### What to produce
Below are the records; tally the lines that include "APACHE" and report only the total.

### Given information

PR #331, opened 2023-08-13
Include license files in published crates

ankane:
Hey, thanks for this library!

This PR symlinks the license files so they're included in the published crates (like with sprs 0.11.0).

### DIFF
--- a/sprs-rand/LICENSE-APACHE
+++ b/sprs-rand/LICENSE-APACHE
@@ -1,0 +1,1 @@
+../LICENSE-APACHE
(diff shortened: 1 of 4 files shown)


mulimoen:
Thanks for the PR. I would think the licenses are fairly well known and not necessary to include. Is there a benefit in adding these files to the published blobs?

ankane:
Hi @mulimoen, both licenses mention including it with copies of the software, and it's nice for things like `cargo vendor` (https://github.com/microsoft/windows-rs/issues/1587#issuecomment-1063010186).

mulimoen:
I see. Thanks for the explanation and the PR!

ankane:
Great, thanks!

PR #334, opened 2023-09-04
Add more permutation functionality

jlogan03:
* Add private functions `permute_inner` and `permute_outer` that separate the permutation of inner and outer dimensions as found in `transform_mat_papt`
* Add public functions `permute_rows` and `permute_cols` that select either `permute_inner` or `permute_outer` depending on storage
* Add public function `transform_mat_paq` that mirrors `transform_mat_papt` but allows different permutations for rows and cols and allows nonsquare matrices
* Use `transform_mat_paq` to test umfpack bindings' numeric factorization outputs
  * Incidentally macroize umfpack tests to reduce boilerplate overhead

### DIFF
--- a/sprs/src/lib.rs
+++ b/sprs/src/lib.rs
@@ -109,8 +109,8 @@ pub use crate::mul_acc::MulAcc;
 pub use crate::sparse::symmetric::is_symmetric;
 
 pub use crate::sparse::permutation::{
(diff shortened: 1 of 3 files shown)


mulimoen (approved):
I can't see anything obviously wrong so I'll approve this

* * *

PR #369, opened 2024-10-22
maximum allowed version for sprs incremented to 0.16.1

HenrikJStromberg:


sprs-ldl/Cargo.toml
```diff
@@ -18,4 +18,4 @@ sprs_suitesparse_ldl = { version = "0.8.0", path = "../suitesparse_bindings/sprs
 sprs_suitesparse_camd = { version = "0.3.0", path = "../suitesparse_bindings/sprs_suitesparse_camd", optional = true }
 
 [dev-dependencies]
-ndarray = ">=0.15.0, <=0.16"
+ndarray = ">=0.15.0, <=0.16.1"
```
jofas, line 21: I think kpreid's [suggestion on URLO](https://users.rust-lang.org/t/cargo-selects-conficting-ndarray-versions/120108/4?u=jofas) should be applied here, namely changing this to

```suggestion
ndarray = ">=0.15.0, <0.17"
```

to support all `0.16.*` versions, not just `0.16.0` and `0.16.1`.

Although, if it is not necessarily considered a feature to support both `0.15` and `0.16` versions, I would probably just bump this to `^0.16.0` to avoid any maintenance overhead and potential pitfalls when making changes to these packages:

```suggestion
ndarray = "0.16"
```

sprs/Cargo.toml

---

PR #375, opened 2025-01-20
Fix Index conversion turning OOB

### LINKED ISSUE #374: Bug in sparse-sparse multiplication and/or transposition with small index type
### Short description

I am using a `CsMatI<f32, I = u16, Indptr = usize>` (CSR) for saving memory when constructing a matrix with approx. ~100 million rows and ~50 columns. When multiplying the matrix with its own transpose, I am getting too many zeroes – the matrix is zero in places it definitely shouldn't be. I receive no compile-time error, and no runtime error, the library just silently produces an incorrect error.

### Task answer
3